On both trips here we walked a block from the venue to the McDonalds.  There’s a concrete sort of “cubby hole” where several homeless people hang out.  Down at the corner there was a man in the thick heavy fur coat (in 90 degree heat) dancing around, holding a sign, begging for money.  At the McDonald’s is another old man sitting by the door begging for change.  It seemed like they were everywhere.

It’s interesting to me to see how people react to homeless begging for help.  One band member walked by and gave the homeless man at McDonald’s 50 cents.  My hubby walked by and said he had no change when he really did.  I too had some change, but chose not to give him any.  Shortly after, we all got in the van to leave and the same homeless man walked up to the van and asked for money again.  The band member who gave him the 50 cents was in the driver’s seat where the homeless guy was.  He said “look dude, I just gave you my last 50 cents.”  Then one of the other members in the back of the van yelled “get a fuc***g  job!”  That shocked me and I wanted to smack him for it.  The homeless guy looked shocked too and said “I do get a check, but it’s not enough.”  and he walked away shaking his head.  The band member who gave him the 50 cents yelled at the other member and asked “what the hell is wrong with you?!  Shut up!  You’re embarrassing me and yourself!”  Then my hubby said he agreed that it’s BS when people are begging for money.  They argued back and forth about it for a bit and dropped it.

I agree with both sides to an extent.  There are times when you see someone who looks physically capable of doing work and you know that there is some job somewhere that they can be doing.  Even if it’s just picking up trash for the city.  I am a firm believer that there is ALWAYS something on this planet that you can do to make money legally.  So if I see someone who looks like they are capable, I don’t have much sympathy for them.

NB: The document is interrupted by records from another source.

PR #4746, opened 2023-07-25
Increase retries for retrieving profiler

piersy:
The git machines serving this data seem to be somewhat flaky, increasing the retries seems to help.

## DevOps Notes

### DIFF
--- a/.github/workflows/ci.yml
+++ b/.github/workflows/ci.yml
@@ -99,7 +99,7 @@ jobs:
     needs: filter-changes
     if: ${{ needs.filter-changes.outputs.nondocchanges == 'true' }}
     strategy:
-      fail-fast: true
+      fail-fast: false
       matrix:
         os:
           - ubuntu-latest
@@ -137,7 +137,7 @@ jobs:
     needs: filter-changes
     if: ${{ needs.filter-changes.outputs.nondocchanges == 'true' }}
     strategy:
-      fail-fast: true
+      fail-fast: false
       matrix:
         os:
           - ubuntu-latest
--- a/Makefile-libs.Inc
+++ b/Makefile-libs.Inc
@@ -75,10 +75,10 @@ $(BINDIR_POSTRS_SETUP_LIBS): $(PROJ_DIR)$(POSTRS_SETUP_ZIP)
 	touch $@
 
 $(PROJ_DIR)$(POSTRS_SETUP_ZIP):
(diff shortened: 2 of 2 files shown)


fasmat:
Increasing the number of retries doesn't help against this specific error unfortunately 🙁

.github/workflows/ci.yml
```diff
@@ -99,7 +99,7 @@ jobs:
     needs: filter-changes
     if: ${{ needs.filter-changes.outputs.nondocchanges == 'true' }}
     strategy:
-      fail-fast: true
+      fail-fast: false
```
fasmat, line 102: Why the change? Especially for the `build` job failing faster should be better? 🤔

Makefile-libs.Inc
```diff
@@ -75,10 +75,10 @@ $(BINDIR_POSTRS_SETUP_LIBS): $(PROJ_DIR)$(POSTRS_SETUP_ZIP)
 	touch $@
 
 $(PROJ_DIR)$(POSTRS_SETUP_ZIP):
-	curl -sSL --retry 5 --retry-max-time 60 $(POSTRS_SETUP_URL_ZIP) -o $(PROJ_DIR)$(POSTRS_SETUP_ZIP)
+	wget -nv -c $(POSTRS_SETUP_URL_ZIP) -O $(PROJ_DIR)$(POSTRS_SETUP_ZIP)
```
fasmat, line 78: It's not an issue with `curl`. It rather seems like some github servers actively reset connections from our build agent to them. Without a proxy I doubt we can solve the issue.

It seems the issue persists, then we will have to move our self-hosted build agent from `unittests` to `unittests-slower`. Those are allowed to fail and don't block us from merging pull requests. Just removing `[self-hosted, linux, arm64]` from `unittests:strategy:matrix:os` and adding it to `unittests-slower:strategy:matrix:os` should suffice to work around the issue for now until we find a more permanent solution.

fasmat (changes requested):

.github/workflows/ci.yml
piersy: A temporary change to more easily see the effects on all matrix entries. Otherwise without this, if a change fails for one matrix entry you don't get to find out if it would have worked on any other entries.

Makefile-libs.Inc
piersy: This was an attempt to get retries happening since `--retry-all-errors` didn't work on all platforms for curl, wget retries 20 times by default. But it does not seem to be making a difference.

piersy:
@fasmat I'll close for now, as I'll be on vacation till the 7th August and this doesn't seem to be helping.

Then there are the people who clearly have problems and you can see how they would really be in need of help.  Most of the homeless people I saw in Richmond looked like they were either alcoholics, drug addicts, or had mental problems.  You could see it in every ounce of their being that they’ve lived a horrid life and that they were miserable.  That their life was ruled by some scary evil dark thing.  Sure, maybe it was their fault that one day they chose to try drugs, but even so… addiction ruins lives in the blink of an eye and so can mental disorders.  Something innocent can turn into a nightmare and many times, it’s out od that person’s control.  There are so many situations a person could be in and I don’t presume to know… so I also don’t make the assumption that they should suffer.  Even if someone made every wrong choice in life, I would never wish that type of life on anyone.

And because I don’t know what a person’s life has been like or the choices they have made… I would NEVER belittle them because they were homeless or begging.  Never.

Anyway, not all of Richmond was a slum.  If you go several blocks one way, things become more upper class.  You go several blocks the other way… and you’re in the ghetto.  It kills me that America let’s these places exist.  We are busy blowing all our money on wars to help other countries and we can’t even take care of our own people.  Society has it’s priorities all screwed up.  Our entertainment industry is booming and all that money is blown on living the lavish life.  Why aren’t we using it to improve our communities?  Doesn’t anyone realize how much stronger and independant we could be if everyone got the care and education they needed?

I personally believe there needs to be more emphasis on educating people on how to live properly.  Including maintaining property values and keeping their neighborhoods clean.  People just don’t care.  And we can’t just assume that everyone should know how to live the right way.  There just isn’t enough education.

I know that I personally was disgusted with Richmond.  I know they don’t want people to see that or feel that way about their state.  I sure hope they pull it together and try to clean it up.  Don’t get me wrong, Columbus has it’s ghetto too.  I guess we just need to bring light of these things.  Now that I think of it, I wish I had taken more pictures of these things.  I guess I was partly scared to take out my camera for the sake of being robbed.  How sad is that?